» **What the task asks**
Check each line of the entries below for the word "created", then state how many lines have it and nothing more.

» **Excerpted data**
PR #186, opened 2023-04-12
[16.0][ADD] New module l10n_be_bpost_address_validation

kouffsamuel:
This PR will allow to validate the partner's address with the API of bpost.

PR #227, opened 2024-10-16
[FIX] l10n_be_bpost_address_autocomplete: remove headers from api call

IT-Ideas:
Since the required headers are no more supported, this commit removes them from the api call in order to successfully fetch the results.

PR #228, opened 2024-11-07
[16.0][ADD] New module l10n_be_bpost_address_validation

lmignon:
supersedes #186


remytms:
@IT-Ideas @kouffsamuel @rousseldenis As you’ve expressing interest in the PR #186 , can you review this PR that superseed it ?

remytms:
@lmignon there is a comment from @IT-Ideas in the superseeded PR.

> @lmignon not sure if it uses the same api as the autocompletion module but if it is the case we should integrate the fix of #227

I re-post it here so that we can follow it.

remytms:
Works in production for Acsone, but as @lmignon said to me, it randomly stop working, and then works again.

remytms:
Ok, bot, I saw the link to the failed commit. ^^

remytms:
Closed in favor of #256

PR #230, opened 2024-11-28
[FIX] add test dependencies to manifest

xavier-bouquiaux:
It makes more sense to add the dependencies in the manifest <br/>
This module is installable via odoo app store and for now it does not work <br/>
Odoo run the tests when installing the module and the test dependencies are not installed <br/>
For a tech profile it is not a big issue but for non tech user it can be <br/>
Generic discussion to have : why not always include test dependencies in the manifest ?

@sbidoul

### DIFF
--- a/companyweb_base/__manifest__.py
+++ b/companyweb_base/__manifest__.py
@@ -24,6 +24,8 @@
     "external_dependencies": {
         "python": [
             "zeep",
+            "freezegun",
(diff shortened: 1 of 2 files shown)


sbidoul:
Yes, this confuses users installing the module on `odoo.sh` as odoo.sh runs all tests by default.
So by installing test dependencies automatically this will reduce support calls.

PR #238, opened 2025-03-06
[IMP] company_web : credentials are now editable

xavier-bouquiaux:
Since now the only way to change the credentials was via an export/import of the res_users

In this PR I add the credentials in the user form view


sbidoul (approved):
LGTM, tested on runboat, the screen looks good.

I notice the users cannot change the credentials by themselves on their profile. I think this is intended?

xavier-bouquiaux:
@sbidoul 
did not think about that part
I'll add the tab in the user profile

sbidoul (approved):
Tested again. Credentials on profile work.

PR #243, opened 2025-03-12
[16.0][FIX] fix tests following Odoo change in loading test CoA

sbidoul:
- l10n_be_vat_reports: make sure to use a company with the l10n_be taxes loaded. Otherwise the `_get_tax` calls in the tests fail because the belgian taxes are not created for the test company.
- fix a couple of bugs in the l10n_be_intrastat_product tests
- pre-load l10n_generic_coa to work around odoo/odoo@d0342c8

### DIFF
--- a/l10n_be_intrastat_product/tests/test_intrastat_be.py
+++ b/l10n_be_intrastat_product/tests/test_intrastat_be.py
@@ -15,6 +15,7 @@ class TestIntrastatBe(TransactionCase):
 
         cls.company = cls.env.company
         cls.env.company.country_id = cls.env.ref("base.be")
+        cls.env.company.account_fiscal_country_id = cls.env.ref("base.be")
         cls.env.company.vat = "BE0820512013"
         cls.company.intrastat_region_id = cls.env.ref(
             "l10n_be_intrastat_product.intrastat_region_2"
@@ -113,7 +114,6 @@ class TestIntrastatBe(TransactionCase):
         )
 
     def test_be_sale_b2b(self):
-
         inv_out = self.inv_obj.with_context(default_move_type="out_invoice").create(
             {
                 "partner_id": self.partner_b2b_1.id,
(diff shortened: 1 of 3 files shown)


pedrobaeza:
We already passed by all these tests, and finishing implementing what we proposed in the mailing list. Can you try?

sbidoul:
I seems there were a few real bugs in the test suite. But otherwise pre-loading l10n_generic_coa seems like an easy fix for the test suite.

l10n_be_intrastat_product/tests/test_intrastat_be.py
```diff
@@ -15,6 +15,7 @@ def setUpClass(cls):
 
         cls.company = cls.env.company
         cls.env.company.country_id = cls.env.ref("base.be")
+        cls.env.company.account_fiscal_country_id = cls.env.ref("base.be")
```
xavier-bouquiaux, line 18: What's do you declare this variable ? <br/>

xavier-bouquiaux (commented):
One small the question

For the rest : LGTM

l10n_be_intrastat_product/tests/test_intrastat_be.py
sbidoul: `account_fiscal_country_id` is a compute readonly=False that defaults to country_id.

TBH, I'm not entirely sure why it started to fail without this. It failed on a consistency error in `_validate_taxes_country` on the move reversal here:

https://github.com/OCA/l10n-belgium/blob/f6aa3907845b59a4b8dff6e3efd38d106f65c5ac/l10n_be_intrastat_product/tests/test_intrastat_be.py#L154-L166

I suspect it passed by accident before.

sbidoul: Ideally these `l10n_be_intrastat_product` tests should use a new company with the BE CoA instead of hacking the country of the main company and changing the country on all the taxes as it does today.

sbidoul:
Fast-tracking this to unblock other PRs. If there are blocking comments, I'm happy to handle them afterwards.

/ocabot merge patch

PR #245, opened 2025-03-27
[18.0][MIG] l10n_be_partner_kbo_bce: Migration to 18.0

jdidderen:


jdidderen:
@xavier-bouquiaux It was my intention to look at the error but you have done it before me so thanks for the help :)

l10n_be_partner_kbo_bce/views/res_partner.xml
```diff
@@ -6,7 +6,6 @@
         <field name="arch" type="xml">
             <div name="vat_vies_container" position="after">
                 <field name="kbo_bce_number" invisible="country_code != 'BE'" />
-                <field name="country_code" invisible="1" />
```
remytms: Should’nt you check the `invisible` condition of the field `kbo_bce_number` as the `country_code` field is removed from the view and from the model ?

remytms (changes requested):

l10n_be_partner_kbo_bce/views/res_partner.xml
jdidderen: Since 18.0, it's not needed anymore. (https://github.com/odoo/odoo/pull/137031)
image

remytms: Hooo, thanks. :)

remytms (approved):
LGTM

luc-demeyer (changes requested):
Can't we drop this module, ?
cf. https://github.com/odoo/odoo/blob/4d11ba11d36a31cec6f63042c458a26582fcdd0a/addons/l10n_be/models/res_partner.py#L13

l10n_be_partner_kbo_bce/models/res_partner.py
```diff
@@ -0,0 +1,149 @@
...
+        inverse=lambda s: s._inverse_identification(
+            "kbo_bce_number", "l10n_be_kbo_bce"
+        ),
+        search=lambda s, *a: s._search_identification("l10n_be_kbo_bce", *a),
+    )
+
+    @api.model_create_multi
+    def create(self, vals_list):
+        for vals in vals_list:
+            if vals.get("is_company"):
```
glitchov: The field is_company is not yet available at create time and i think we should use company_type.

glitchov (changes requested):

l10n_be_partner_kbo_bce/models/res_partner.py
luc-demeyer: @glitchov 
Please have a look at my comment.
Imho this module doesn't add value any more since the functionality is now part of standard Odoo OC.

glitchov: The field is there but the sync is only one way...

jdidderen: @glitchov I have adapted the create to check both fields.

jdidderen:
> Can't we drop this module, ? cf. https://github.com/odoo/odoo/blob/4d11ba11d36a31cec6f63042c458a26582fcdd0a/addons/l10n_be/models/res_partner.py#L13

@luc-demeyer I think it's up to @OCA/local-belgium-maintainers to decide what to do with the module. The standard approach and the OCA approach are not the same so it would be legitimate to maintain the module.

sbidoul:
Hello,

To me it does not make sense to have two fields that have the same meaning (`kbo_bce_number`, and the upstream `company_registry`).

So I think we should drop this module or, if there are missing features in Odoo 18, refactor this module to use the official field.

solomonprabu:
@jdidderen I would like to work on this PR, what exactly is blocking this PR? can you list the issues?

jdidderen:
> @jdidderen I would like to work on this PR, what exactly is blocking this PR? can you list the issues?

Nothing blocking this PR. Odoo now covers the case by filling the company_registry field automatically based on the VAT number. And also two maintainers agreed to say this module should be dropped.

PR #256, opened 2025-09-15
[16.0][ADD] l10n_be_bpost_address_validation

remytms:
This superseeds #228


remytms:
It seams that the issue for the CI comes from the `l10n_be_intrastat_product` module.

PR #260, opened 2025-10-13
[16.0][FIX] l10n_be_mis_reports_xml: fix vat declaration data extraction

huguesdk:
make data extraction for xml export work regardless of changes in row and cell naming in mis_builder 16.0.5.3.0. (see changes [here](https://github.com/OCA/mis-builder/pull/676/files#diff-47080a2f9b9511ea77d42be1af586127872382ce2cd198c69e11f195612fe5c0R47).)

note: tests are failing because `l10n_be_intrastat_product` did not yet adapt to changes from OCA/intrastat-extrastat#306 (fixed in #261).

### DIFF
--- a/l10n_be_mis_reports_xml/wizards/be_vat_declaration_wizard.py
+++ b/l10n_be_mis_reports_xml/wizards/be_vat_declaration_wizard.py
@@ -77,17 +77,18 @@ class BeVATDeclarationWizard(models.TransientModel):
 
     def prepare_xml_data(self):
         self.ensure_one()
-        kpi_matrix_dict = self.mr_instance_id.compute()
-        data = {
-            row["row_id"]: row["cells"][0]["val"] for row in kpi_matrix_dict["body"]
-        }
-
-        data = {
+        report = self.mr_instance_id.report_id
+        data = report.evaluate(
+            report._prepare_aep(self.mr_instance_id.company_id),
+            self.mr_instance_id.date_from,
+            self.mr_instance_id.date_to,
+        )
+        xml_data = {
             k: "{:.2f}".format(round(v, 2))
             for k, v in data.items()
             if k.startswith("grid") and v
         }
-        return data
+        return xml_data
 
     def compute_declarant_reference(self):
         return self.env["ir.sequence"].next_by_code("be.vat.declaration.declarant")


l10n_be_mis_reports_xml/wizards/be_vat_declaration_wizard.py
```diff
@@ -77,17 +79,22 @@ def generate_xml(self):
...
+        for row in kpi_matrix_dict["body"]:
+            cell = row["cells"][0]
+            value = cell["val"]
+            if not value:
+                continue
+            kpi_id = KpiMatrix._unpack_cell_id(cell["cell_id"])[0]
+            grid_kpi = grid_kpis_by_id.get(kpi_id)
+            if grid_kpi is not None:
+                xml_data[grid_kpi.name] = "{:.2f}".format(round(value, 2))
+        return xml_data
```
sbidoul, line 91: For this it's likely better to use `period_id.evaluate()`. That method should be easier to use to obtain kpi values, while `compute()` is more dedicated to rendering.

huguesdk: thanks for the review, @sbidoul! i didn’t find an `.evaluate()` method on `mis.report.instance.period`, but i changed the code to use `mis.report.evaluate()`. does it look correct to you? it gives the same results as before.

sbidoul: Yes that's the one. This should be more robust like this.

Now you can probably even simplify more by getting rid of `mr_instance_id`, getting the `report` from it's well-known xml id, and the dates from the wizard.

sbidoul (approved):
LGTM (code review). Possible improvement as a suggestion only.

l10n_be_mis_reports_xml/wizards/be_vat_declaration_wizard.py
huguesdk: i’m not very familiar with `mis_builder`. from what i see, in this use-case, the `mis.report.instance` record is first created to define the report: it uses a template and defines a start and end date. it also allows to preview, print and export the data.

if i understand correctly your suggestion, it would be to change the way the user is using this module and only use a wizard to generate the xml data (instead of first creating the `mis.report.instance`. is that correct? if it is, i prefer to leave it like it is to not change the user experience.

huguesdk: also: is the `._prepare_aep()` call correct? shouldn’t there be more arguments?

sbidoul: Yes this looks correct. I have not tested the PR, though.

jbaudoux (approved):
Tested

PR #266, opened 2025-12-20
[19.0][MIG] migrate and improve companyweb_base

tobiaszehntner:


companyweb_base/models/res_company.py
```diff
@@ -0,0 +1,29 @@
+# Copyright 2025 ACSONE SA/NV (<http://acsone.eu>)
+# License AGPL-3.0 or later (http://www.gnu.org/licenses/agpl.html).
+from odoo import fields, models
+
+
+class ResCompany(models.Model):
+    _inherit = "res.company"
+
+    cweb_login = fields.Char("Companyweb Login")
+    cweb_password = fields.Char("Companyweb Password")
```
sbidoul: Add security cweb_download security group on these two fields.

companyweb_base/models/res_partner.py
```diff
@@ -0,0 +1,821 @@
...
+class ResPartner(models.Model):
+    _inherit = "res.partner"
+
+    # Additional partner fields
+    rsin_number = fields.Char(
+        "RSIN",
+        help="RSIN: 'Rechtspersonen en Samenwerkingsverbanden "
+        "Informatienummer' is used to exchange data with other government "
+        "organisations, such as the Netherlands Tax Administration. (Netherlands only)",
+    )
```
sbidoul: Does this field (or similar) exist in l10n_nl.

sbidoul: No. But let's remove this and keep `cweb_rsin_number` only.

companyweb_base/models/res_partner.py
```diff
@@ -0,0 +1,821 @@
...
+                },
+            }
+        return {
+            "type": "ir.actions.client",
+            "tag": "display_notification",
+            "params": params,
+        }
+
+    @api.model
+    def cron_companyweb_followup(self):
```
sbidoul:
```suggestion
    def _cron_companyweb_followup(self):
```

companyweb_base/models/res_company.py
sbidoul: We need a neutralize.sql for these two fields

companyweb_base/models/res_partner.py
```diff
@@ -0,0 +1,821 @@
...
+            else:
+                partner.cweb_error = False
+                partner_list.append(
+                    {
+                        SERVICE_KEYS["country_code"]: country_code,
+                        SERVICE_KEYS["identifier"]: vat or registry,
+                        SERVICE_KEYS["identifier_type"]: SERVICE_KEYS["vat"]
+                        if vat
+                        else SERVICE_KEYS["registry"],
+                        SERVICE_KEYS["reference"]: partner.id,
```
sbidoul: Use a uuid4 as followup reference, stored on the partner in a new `cweb_followup_reference` field.

companyweb_base/models/res_partner.py
```diff
@@ -0,0 +1,827 @@
...
+                len(partner_datas),
+                remaining,
+            )
+
+            updated_partners = []
+            updated_existing_partners = []
+            for partner_data in partner_datas:
+                cweb_sync_reference = (
+                    partner_data.get(SERVICE_KEYS["push_reference"], {}) or {}
+                ).get(SERVICE_KEYS["value"], "0")
```
sbidoul: A little doubt here: what does the `0` value means as default? Can it happen in practice? What does it mean to `search([("cweb_sync_reference", "=", "0")])` in that case?

Also do we need an index on cweb_sync_reference?

tobiaszehntner: sorry that was a remnant from the `id` identifier. We can avoid searching if we don't have a reference.

```
                cweb_sync_reference = (
                    partner_data.get(SERVICE_KEYS["push_reference"], {}) or {}
                ).get(SERVICE_KEYS["value"], False)
                values = Partner._cweb_parse(partner_data)
                if cweb_sync_reference and (partner := Partner.search(
                    [("cweb_sync_reference", "=", cweb_sync_reference)], limit=1
                )):
```

regarding index, would that help?
```
cweb_sync_reference = fields.Char(index='btree_not_null')
```

sbidoul: Sound good.

tobiaszehntner:
@sbidoul Companyweb has tested and approved.

sbidoul (approved):

PR #268, opened 2026-03-12
[19.0][IMP] companyweb_base: Update images/description

tobiaszehntner:


tobiaszehntner:
@xavier-bouquiaux @sbidoul I added an image called `banner.png` as I've seen in other modules. But I didn't find any documentation on how the Odoo app store chooses the main picture (or if it's configurable somewhere..?). In lack of knowing more, should we push and try?

sbidoul:
Ah, I *think* it uses the `images` key from the manifest.

tobiaszehntner:
> Ah, I _think_ it uses the `images` key from the manifest.

bien vu!

sbidoul:
I added application=True in the manifest.

/ocabot merge patch

PR #273, opened 2026-04-09
[17.0][PORT] 271 from 16.0

sbidoul:
Port #271 from 16.0 to 17.0.


sbidoul:
Retrying after #274 

/ocabot merge patch

PR #5, opened 2016-01-07
Validate all links are present

atomaka:
Since I began using the companion before the 1.0.0 release, I had an issue where my I did not have a `dhparam.pem` file.  After adding one, appropriate links were not created by the application because linking only occurred after a successful certificate renewal.  While touching this, it was also clear that users could run into an issue where a key or certificate link was removed accidentally and then never recreated.

This pull request will rebuild links if they are missing or if the simp_le client creates or updates a certificate.

### DIFF
--- a/app/letsencrypt_service
+++ b/app/letsencrypt_service
@@ -7,11 +7,19 @@ acme_ca_uri="${ACME_CA_URI:-https://acme-v01.api.letsencrypt.org/directory}"
 
 source /app/functions.lib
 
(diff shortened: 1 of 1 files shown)


atomaka:
This is actually an issue with links to the key and certificates as well.  I'm updating to account for that.  Will rebase when complete.

atomaka:
Should be done messing around with with this now, @JrCs.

» **Output of the task**
3